**Instructions to follow:** Of all the lines below, output only those starting at the one with "luqmana: >Note that" and ending at the one with "to lock first.", both ends included, exactly as written.

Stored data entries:

PR #657, opened 2024-03-06
Misc nvme/block fixes

pfmooney:
While investigating some block perf issues, I trip over a few things in nvme (and related).

### DIFF
--- a/lib/propolis/src/block/backend.rs
+++ b/lib/propolis/src/block/backend.rs
@@ -182,6 +182,7 @@ impl Attachment {
     pub fn notify(&self) {
         // TODO: avoid thundering herd?
         self.0.req_notifier.notify_waiters();
+        let _guard = self.0.state.lock().unwrap();
         self.0.cv.notify_all();
     }
 }
--- a/lib/propolis/src/hw/nvme/mod.rs
+++ b/lib/propolis/src/hw/nvme/mod.rs
@@ -840,20 +840,23 @@ impl PciNvme {
                     // Completion Queue y Head Doorbell
                     let cq = state.get_cq(qid)?;
                     cq.notify_head(val)?;
-
-                    // We may have skipped pulling entries off some SQ due to this
-                    // CQ having no available entry slots. Since we've just freed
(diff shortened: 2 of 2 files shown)


lib/propolis/src/block/backend.rs
```diff
@@ -182,6 +182,7 @@ impl Attachment {
     pub fn notify(&self) {
         // TODO: avoid thundering herd?
         self.0.req_notifier.notify_waiters();
+        let _guard = self.0.state.lock().unwrap();
```
luqmana, line 185: Hmm, was there some subtle timing bug you ran into that this fixes? Otherwise seems like a pessimization to grab the lock here.

pfmooney: It is pessimism.  Although I've not delved into the innards of the Condvar impl, I was worried about the potential to miss a wake-up if the notifier does not hold the same lock as the waiter.  The docs definitely state that using more than one mutex with a Condvar is forbidden:

> Note that any attempt to use multiple mutexes on the same condition variable may result in a runtime panic.

While it's not explicitly stated that _not_ holding the lock during notify is unsafe, I was left uneasy about it.

I check perf (using the in-memory backend) before and after, and noticed no change with the added lock acquisition.

luqmana: >Note that any attempt to use multiple mutexes on the same condition variable may result in a runtime panic.

I think "use" here means explicitly passing one to the Condvar wait method. But given the same perf characteristics seems fine to lock first.

[`pthread_cond_broadcast(3C)`](https://illumos.org/man/3C/pthread_cond_broadcast) also calls out this gives more predictable scheduling which is always nice!

       The pthread_cond_signal() or pthread_cond_broadcast() functions may be
       called by a thread whether or not it currently owns the mutex that
       threads calling pthread_cond_wait() or pthread_cond_timedwait() have
       associated with the condition variable during their waits; however, if
       predictable scheduling behavior is required, then that mutex is locked by
       the thread calling pthread_cond_signal() or pthread_cond_broadcast().

luqmana (approved):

**Answer section:**
luqmana: >Note that any attempt to use multiple mutexes on the same condition variable may result in a runtime panic.

I think "use" here means explicitly passing one to the Condvar wait method. But given the same perf characteristics seems fine to lock first.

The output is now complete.